Mum, I still miss you with a fire that burns like the sun and I love you to the stars and back. Thank you for being mine. X

Hope

This story starts somewhere in the middle, or perhaps in the aftermath; I’m not sure which. In the beginning I had the best of intentions. I wanted to document my mother’s illness and share our experiences with the world. I thought about it long and hard. I had the best intentions. I thought I could help people by telling our story. I wanted to share our struggles and unconsciously, I think our victory. I had no idea about the journey my family and I were about to go on. In my naivety, I underestimated the toll that cancer would take, not only on Mum’s life, but ours. She paid the ultimate price and we’re left to put our lives back together with a crucial piece missing. I always thought we’d have more time.

So, as mum’s breast cancer was diagnosed and her treatment progressed, I thought and planned and decided to start a blog. I decided to name it ‘A daughter called Hope’. I created an account and, occasionally, I wrote but never published anything. In my naivety, I believed this would be another thing that Mum would conquer. She was amazing, had achieved so much, and burned with a fire that seemed unquenchable. After all, her mother beat breast cancer twice. A double mastectomy, some chemo and radiation and she’d be just like Nan. It was simple. I was wrong. Breast cancer turned into pancreatic cancer and that one’s a killer. It gives no fucks, takes no prisoners and beats just about everyone.

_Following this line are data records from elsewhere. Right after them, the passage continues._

PR #1701, opened 2026-09-18
build: switch registration/work image base to ubi-minimal + install zlib

### LINKED ISSUE #1698: registration image: ubi9/ubi-micro base lacks libz.so.1 — bundled AWS CLI crashes on startup
---

## Summary

The OCM `registration` container image is built on
`registry.access.redhat.com/ubi9/ubi-micro`. The `awsirsa` registration
driver's startup path invokes the bundled AWS CLI to fetch IRSA
credentials, and that CLI dynamically links against `libz.so.1`. `ubi-micro`
does not ship `libz.so.1`. The container crashes before any registration
logic runs, with a linker error like:

```
error while loading shared libraries: libz.so.1: cannot open shared object file: No such file or directory
```

## Impact

Any Klusterlet configured for `authType: awsirsa` cannot bootstrap. Symptom
looks like the pod restarting in a tight loop with `CrashLoopBackOff`;
`kubectl logs --previous` shows the linker error.

## Suggested fix

Switch the registration image's base to `ubi9/ubi-minimal` and explicitly
install `zlib`:

```diff
# Dockerfile
- FROM registry.access.redhat.com/ubi9/ubi-micro
+ FROM registry.access.redhat.com/ubi9/ubi-minimal
+ RUN microdnf install -y zlib && microdnf clean all
```

`ubi-minimal` is only marginally larger than `ubi-micro` (~35 MB vs ~15 MB
compressed) and comes with `microdnf` for on-the-fly package install.

## PoC

Verified in the `ocm-bcfips/registration-operator:v0.16.0-govcloud-patch2`
build ( internal) — the base image was switched to `ubi-minimal`
with `zlib` installed. `awsirsa` bootstrap completed successfully on

## Reproduction

```yaml
apiVersion: operator.open-cluster-management.io/v1
kind: Klusterlet
metadata:
  name: klusterlet
spec:
  registrationConfiguration:
    registrationDriver:
      authType: awsirsa
```

Deploy on any EKS cluster; the klusterlet-agent pod immediately
CrashLoopBackOffs. `kubectl logs -p` on the pod shows the linker error.

## Alternative fix

If `ubi-micro` is preferred (smallest base), an alternative is to statically
link the AWS CLI dependency chain in the OCM build. That's a larger change
and requires vendoring the AWS CLI at build time.

## Reporter contact

Daryl Smith

## Related

- Companion issues: CRD regex (api), Go partition ARN (ocm), clusteradm resourceVersion (clusteradm)

darylsmit-rgb:
## Problem

The `awsirsa` registration driver in `pkg/registration/register/aws_irsa/aws_irsa.go` builds a `clientcmdapi.ExecConfig` that spawns the AWS CLI as a Kubernetes credential plugin:

```go
Exec: &clientcmdapi.ExecConfig{
    APIVersion: "client.authentication.k8s.io/v1beta1",
    Command:    "/awscli/dist/aws",
    Args:       []string{"--region", awsRegion, "eks", "get-token", ...},
}
```

The AWS CLI is delivered by an initContainer that copies the binaries out of `amazon/aws-cli:latest` into a shared volume mounted at `/awscli` — see `manifests/klusterlet/management/klusterlet-registration-deployment.yaml`, `klusterlet-work-deployment.yaml`, `klusterlet-agent-deployment.yaml`.

The CLI then runs from the **main** container's chroot, so it needs the main container's dynamic libraries.

`registry.access.redhat.com/ubi9/ubi-micro:latest` ships without `libz.so.1`, which the AWS CLI dynamically links against. Result:

```
error while loading shared libraries: libz.so.1: cannot open shared object file: No such file or directory
```

The klusterlet's registration-agent surfaces this as `CrashLoopBackOff` before any awsirsa logic runs. Any Klusterlet with `authType: awsirsa` cannot bootstrap on the current image.

## Fix

Switch the two Dockerfiles that mount `/awscli` to `ubi9/ubi-minimal` and install `zlib`:

- `build/Dockerfile.registration` — main + singleton agent
- `build/Dockerfile.work`         — manifestwork agent

`ubi-minimal` is only marginally larger than `ubi-micro` (~35 MB vs ~15 MB compressed) and comes with `microdnf` for package install.

The three Dockerfiles whose main containers do NOT mount `/awscli` (`Dockerfile.addon`, `Dockerfile.placement`, `Dockerfile.registration-operator`) are left on `ubi-micro`.

## Alternative considered

If the smallest possible base is preferred, the AWS CLI could be statically linked or the shared library could be baked into the initContainer's payload. Both are larger changes and out of scope for this fix.

## Test plan

- Manual verification of a klusterlet with `authType: awsirsa` bootstrapping successfully on an EKS cluster in the `aws-us-gov` partition. The rebuilt `registration` and `work` images ran the AWS CLI exec plugin without the `libz.so.1` crash.
- Existing image build CI still passes (only the base image and one `RUN` line changed).

## AI disclosure

Per [CONTRIBUTING.md § AI Policy and Guidance](CONTRIBUTING.md#ai-policy-and-guidance): AI-assisted tooling helped draft the initial commit message and this PR description. The technical analysis (libz dependency, which Dockerfiles mount /awscli, the ubi-minimal + microdnf choice) was authored and verified by me on live `aws-us-gov` EKS, and I have reviewed every line of the diff. I will respond to review feedback directly (no AI-drafted responses).

Fixes #1698

## Summary by CodeRabbit

* **Bug Fixes**
  * Fixed registration runtime startup for AWS IAM Roles for Service Accounts by including the required compression library.
  * Updated the runtime environment to ensure the AWS CLI credential plugin can launch successfully.


darylsmit-rgb:
@coderabbitai review

mikeshng (commented):
@rokej @dhaiducek @tesshuflower does this have any downstream impact? It's looks ok upstream side as long as all the CI runs.

tesshuflower:
> @rokej @dhaiducek @tesshuflower does this have any downstream impact? It's looks ok upstream side as long as all the CI runs.

I've checked and we're actually using a ubi-minimal image already for our downstream copy.

However, I would prefer not to add more packages on top of the base - doing this may require downstream changes for us - and potentially future churn with updates (we need to do specific rpm packaging for anything outside the base image and then would need to maintain them going forward).

@darylsmit-rgb could you check if this part is really necessary after switching to the ubi-minimal image?

https://github.com/open-cluster-management-io/ocm/pull/1701/changes#diff-5031f6764c8b53661125985a754948977ed7bdde9e2eeb95be5d75a1e89241c5R23

From my quick check it looks to me like zlib should be available by default.

darylsmit-rgb:
@tesshuflower — you're right, thanks for the catch. Verified empirically:

```
$ crane export registry.access.redhat.com/ubi9/ubi-minimal:latest - | tar -tf - | grep -E "libz\.so"
usr/lib64/libz.so.1
usr/lib64/libz.so.1.2.11
```

tesshuflower:
@mikeshng given the latest updates, I'm good with the changes in this PR (moving to ubi-minimal from ubi-micro for the 2 images).

mikeshng (approved):
/approve

/lgtm

Thank you for the fix and Tesshu for the great suggestion!

FYI @suvaanshkumar

PR #197, opened 2022-12-06
Fix issue when removing mouse node

fakob:
This fixes an issue when removing the mouse node. I was overwriting `onNodeDragOrViewportMove` which existed on the nodeclass and that created an issue when the mouse node unsubscribed the one from the nodeclass.


magnificus:
My take on this node is to not use that listener at all but instead on tick call getCursorPosition(), no subscription/unsubscription neccessary

magnificus (approved):

fakob:
Sounds good. Will change.

PR #198, opened 2022-12-09
different rescale, good idea or nah?

magnificus:


fakob:
Interesting idea. I am wondering what problem you are trying to solve? Making some nodes larger based on their importance? Should it work the same way for hybrid nodes? 
I have not seen such a behaviour in node based environments before, which does not mean that it shouldn't be done. Importance, simplification, grouping are are all ways of directing the user's attention. Sometimes done using grouping nodes oder expandable macros.

PR #199, opened 2022-12-14
Load npm node

fakob:
Added a convenience node for npm loading.
The console log inside the custom function is for listing the supported methods in the console. That was the easiest for now.

Screen Shot 2022-12-14 at 22 25 06


magnificus (approved):
looking good

PR #200, opened 2022-12-17
shrink on socket remove

magnificus:


fakob (approved):
Does this also shrink/expand the node when hiding/showing a socket?

magnificus:
now it does

PR #201, opened 2022-12-17
Segments

magnificus:


fakob (approved):
Thanks for implementing segments! I had been wondering how to do it myself. This is a really good feature.
Regarding the json extension, I would probably suggest either the same extension we have for graphs, or a separate one (referring to the discord discussion)?
Regarding adding it to the canvas. Do you think it is possible to add, in this case of a segment being a macro, an execute macro as well right away?
Regarding the simpleGraphBar:
* I tried it out myself, but did not get it to work. I was wondering if you could add example data into the sockets where, when adding an execute macro, it would already show maybe 3 bars?
* Is it possible to name the parameters, so the user knows what to plug in?
* Is it possible that the execute macro shows all parameters when switching macros. I had to execute it once so it actually shows the sockets

magnificus:
Yes there is something wrong with this graph, will need to investigate, default should show bars yes

magnificus:
will polish up

magnificus:
parameter names in macros is a longer discussion, lets talk about it maybe after work

PR #204, opened 2022-12-31
Painfully pulled UI out of graph loading backend and vice versa

magnificus:


magnificus:
There is more work to do but this is a reasonable milestone

fakob (approved):
Thanks for the work! That does indeed look painful.

PR #205, opened 2023-01-03
upgrade to new yarn

fakob:


magnificus (approved):
.cache push to git intentional?

fakob:
I used the gitignore options suggested here when using zero-installs. I think this is the point of zero installs if I understand correctly.
https://yarnpkg.com/getting-started/qa#which-files-should-be-gitignored

PR #208, opened 2023-01-08
All custom nodes display whether or not they are modified, dedicated look for simple math operations

magnificus:


src/nodes/data/dataFunctions.tsx
```diff
@@ -156,6 +163,7 @@ function getFunctionFromFunction(inputFunction: string): string {
 
 // customfunction does any number of inputs but only one output for simplicity
 export class CustomFunction extends PPNode {
+  modifiedBanner: PIXI.Graphics;
```
fakob, line 166: Is there a way to not show this for a default custom function node, but just for nodes which instantiate the custom function? A default custom function node will always show modified as the default code will always be changed.

fakob (approved):

PR #210, opened 2023-01-08
Force socket to be visible

fakob:


src/classes/GraphClass.ts
```diff
@@ -567,6 +567,13 @@ export default class PPGraph {
     const preTargetName = input.name;
     const preTargetNodeID = input.getNode().id;
 
+    // force socket to be visible
```
magnificus, line 570: I think a socket already is forced to be visible when it has a link, isnt it? If not there might be a bug there and would probably be even better to fix there than to add this adidtional step

fakob:
Ah yes, you are right. I hadn't seen that.
I have now fixed the bug. The setVisible has to happen a bit earlier and
* I added the ifs as otherwise it would force unnecessary rerenders
* I added output as there also is a case for connecting to a hidden output

magnificus (approved):

PR #214, opened 2023-01-15
Improve inspector part 2

fakob:
Based on your comments, this is another update to the inspector with the following features:
* the properties of a node can now be filtered using "tabs"
  * Common
    * also visible if there are multiple nodes selected
    * currently it only contains update behaviour, but could in the future also show color, size, type, or other configs
  * Triggers - trigger sockets - only visible if there is a trigger socket
  * In - input sockets
  * Out - output sockets
  * Source - node config and class code
    * Regarding node config
      * added a "Replace" button , which allows you to edit the config source and replace. I did not know how to keep the id, so the updated node gets a new id
      * added a "New" button which just creates a new node without replacing
* rename the node editing the name in the header

I also made some other small changes
* code editors in the inspector now only load the first 1000 characters. this might reduce the loading weight and reduces also scrolling when scrolling through the sockets in the inspector
* removed the floating node menu as all functionality is now available in the inspector
* added a deselect node short cut - ctrl-shift-a
* made the text on the color widget use a contrast color

https://user-images.githubusercontent.com/4619772/212568141-9adbdb5b-3291-44e5-a0b5-c925ef247108.mov

Screenshot 2023-01-15 at 22 24 21


src/PropertyArrayContainer.tsx
```diff
@@ -1,106 +1,312 @@
...
   sockets: Socket[],
   props: PropertyArrayContainerProps,
-  text: string
-) => {
+  text: string,
+  filter: string,
+  value: string
+) {
   {
     return (
```
magnificus, line 179: bunch of checks here, a bit ugly, why would filter be null? cant it be something else instead? Also, why would sockets be null? it should be [] if there are no sockets

src/PropertyArrayContainer.tsx
```diff
@@ -1,106 +1,312 @@
...
   PropertyArrayContainerProps
 > = (props) => {
   const [dragging, setIsDragging] = useState(
-    PPGraph.currentGraph.selection.isDraggingSelection
+    false
+    // PPGraph.currentGraph.selection.isDraggingSelection
   );
+
+  const singleNode =
+    props.selectedNodes.length > 0 ? props.selectedNodes?.[0] : null;
```
magnificus, line 305: selectednodes should never be null, dont need to do ?.

src/PropertyArrayContainer.tsx
```diff
@@ -111,278 +317,165 @@ export const PropertyArrayContainer: React.FunctionComponent<
...
-                  }}
-                >
-                  {entry}
-                </MenuItem>
-              );
-            })}
-        </Menu>
+          {(props.selectedNodes.length !== 1 ||
+            props.filter === 'common' ||
+            props.filter == null) && (
```
magnificus, line 420: once again would really like to avoid nullfilter, instead do a filter that allows everything through as default

src/PropertyArrayContainer.tsx
```diff
@@ -111,278 +317,165 @@ export const PropertyArrayContainer: React.FunctionComponent<
...
+                'in'
+              )}
+              {socketArrayToComponent(
+                selectedNode.outputSocketArray,
+                props,
+                'Outputs',
+                props.filter,
+                'out'
+              )}
+              {(props.filter === 'source' || props.filter == null) && (
```
magnificus, line 454: same here etc etc

src/classes/GraphClass.ts
```diff
@@ -474,25 +474,55 @@ export default class PPGraph {
...
     const newNode = this.addSerializedNode(
-      oldSerializedNode,
+      newSerializedNode ?? oldSerializedNode,
       {
         overrideId: newId,
       },
       newType
     );
-    if (newType) {
+    if (newType && newSerializedNode === undefined) {
```
magnificus, line 520: why do we need to check newSerializedNode against undefined here? its not used in expression

src/components/ResponsiveDrawer.tsx
```diff
@@ -108,10 +110,12 @@ const ResponsiveDrawer = (props) => {
           randomMainColor={props.randomMainColor}
           handleDrawerToggle={handleDrawerToggle}
         />
-        {props.selectedNode ? (
+        {props.selectedNodes?.length > 0 ? (
```
magnificus, line 113: replace with just props.selectedNodes.length (dont need to have a comparator)

src/InspectorContainer.tsx
```diff
@@ -1,16 +1,146 @@
...
+      }}
+    >
+      <Box
+        sx={{
+          display: 'flex',
+          justifyContent: 'space-between',
+          alignItems: 'center',
+        }}
+      >
+        {props.selectedNodes.length === 1 ? (
```
magnificus, line 34: this expression is very big, can it be replaced with two functions instead maybe?

src/InspectorContainer.tsx
```diff
@@ -1,16 +1,146 @@
...
+          <Typography
+            sx={{
+              pl: 1,
+              py: 0.5,
+            }}
+          >
+            {`${props.selectedNodes.length} nodes selected`}
+          </Typography>
+        )}
+        {props.selectedNodes.length === 1 && (
```
magnificus, line 89: this and the logical expression below have a lot in common, combine them to the extent its possible

magnificus (changes requested):
Looks very promising (especially glad about red lines), but Im hoping we can lose some of the many branching conditionals we have now, the more conditions and if's the higher the risk one of them leads to bugs

src/PropertyArrayContainer.tsx
fakob: The ToggleButtonGroup MUI component returns null in this setup.

Screenshot 2023-01-16 at 21 47 31

fakob: Ah, yes you are right, the socket should always be [].

src/PropertyArrayContainer.tsx
fakob: As mentioned above. Null is what I get back from the component. I can map the null value to another value, for example, "showAll", but I would still need to check for either "common" or "showAll". Is that better?

src/classes/GraphClass.ts
fakob: newSerializedNode is a new optional parameter I have added. And only if you are passing in a newType, but not if you pass in a newSerializedNode, you should rename the node to its type. So in essence you can either replace something using
* a newType
* OR a newSerializedNode
Would it be better to only use one optional parameter? `new?:string | SerializedNode`? and then check if it is a string or a SerializedNode doing logic based on that?

src/components/ResponsiveDrawer.tsx
fakob: Done

src/PropertyArrayContainer.tsx
fakob: done

src/InspectorContainer.tsx
fakob: Good catch. Done.

src/InspectorContainer.tsx
fakob: Splitting them apart as of above request, helped to also make this cleaner.

magnificus (approved):

PR #215, opened 2023-01-22
Added share via Github gist option

fakob:
To share a playground you have to
1. Click on share in the top right corner
2. Click on Login with Github if you are not already logged in
3. Enter an optional description, edit the filename and choose the gist to be secret or public (when selecting secret, the gist will not show up publicly, the link will always work)
4. Click Share playground
5. We create a gist and present
  * an option to copy a shareable link
  * a link to the gist where we also added the shareable link to the description

Regarding oauth
* I am storing the sessions in an in memory store on the server. This means that on redeploy, logged in users will have to log in again
* On the client side, we are storing a session cookie when the user logs in

Known limitations
* Currently when logging in, the page is reloaded. In case you have unsaved changes, they will be lost.

https://user-images.githubusercontent.com/4619772/213940494-fdf24cb8-d750-44d8-a1be-96626872109a.mov


src/App.tsx
```diff
@@ -305,6 +308,20 @@ Viewport position (scale): ${viewportScreenX}, ${Math.round(
...
   // on mount
   useEffect(() => {
+    (async function () {
+      const res = await fetch('/api/me', {
+        credentials: 'include',
+        headers: {
+          'Content-Type': 'application/json',
+        },
+      });
+      console.log(res);
```
magnificus, line 318: lets remove log

src/App.tsx
```diff
@@ -305,6 +308,20 @@ Viewport position (scale): ${viewportScreenX}, ${Math.round(
...
+      const { sessionExpired } = await res.json();
+      if (!sessionExpired) {
+        setIsLoggedIn(true);
+      }
+    })();
+
     console.log(pixiContext.current);
```
magnificus, line 325: also this log

magnificus (approved):

PR #217, opened 2023-01-29
Companion pnp side

magnificus:


src/PropertyArrayContainer.tsx
```diff
@@ -23,6 +23,7 @@ import Socket from './classes/SocketClass';
 import { SocketContainer } from './SocketContainer';
 import { CodeEditor } from './components/Editor';
 import InterfaceController, { ListenEvent } from './InterfaceController';
+import useInterval from 'use-interval';
```
fakob, line 26: I don't see a change in the package.json. Is this package already included?

src/PropertyArrayContainer.tsx
```diff
@@ -397,6 +413,14 @@ export const PropertyArrayContainer: React.FunctionComponent<
     });
   };
 
+  const [socketsCurrentlyRendered, setSocketsCurrentlyRendered] = useState(
+    getSocketsCurrentlyRendered(singleNode)
+  );
+
+  useInterval(() => {
+    setSocketsCurrentlyRendered(getSocketsCurrentlyRendered(singleNode));
+  }, 100);
```
fakob, line 422: Do I understand correctly that every 100ms it checks and updates?

fakob (approved):

src/PropertyArrayContainer.tsx
magnificus: yes indeed

src/PropertyArrayContainer.tsx
magnificus: yes indeed :)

The breast cancer chemo had been hard on mum. It affected her heart and they’d paused treatments while her body recovered. Hopefully enough that she could recommence the chemo. She needed the chemo. It was important she finish as the drugs were specifically targeted to her particular cancer and she didn’t have a good outlook without it. Then, we learn that she has pancreatic cancer and spots on her liver. More surgery follows, this time to see what can be done. The answer: not a lot. The doctors moved her bowel as the pancreatic mass was already blocking her stomach and stopping it from emptying. They couldn’t do much more. They closed her up and planned for more treatments. She made one of the bravest decisions I’ve seen: she opted to stop further treatment. She wasn’t up for more. The nausea, hair loss, peripheral neuropathy, radiation burns and the whole gamut of other side effects from the chemotherapy and radiation were too much. So we planned for palliative care and pain management. They gave her three months; she got six.

She wanted to be at home and she didn’t want to disrupt her daughter’s lives with her illness, so dad became her carer. The devotion and love that man showed still brings me to tears. When things got bad, I took some time off work and went home to help out. When things got worse, I called my sister and she flew home too. Within a week of my sister arriving, the fire that had sustained my mother for 60 years finally went out and she passed away in a palliative care ward of the local hospital. We spent most of that week just being together and loving each other the best we could.

We were with her the whole time and she made every decision about her care. The biggest was to stay in the home she loved with us trying to do what we could to ease her pain, or to go to a hospital where trained professionals could take care of her. Eventually she made the decision to go to the hospital. We stayed with her and did what we could; unable to fully relive the pain, unable to fix things but unwilling to leave her to fight (I can’t bring myself to say die) alone. That helplessness still haunts me.

Although this story doesn’t seem to have the message of hope that I had, so optimistically, decided to pursue two and a half years ago, I’ve found that hope is a very hard thing to kill. Through it all I hoped for many things; some of which I got, others I was denied. But in the end, hope always comes back: a little bit of dawn after the darkest of nights. So, even though things didn’t turn out the way I had hoped, I’m still a daughter and damn it if I don’t still hope.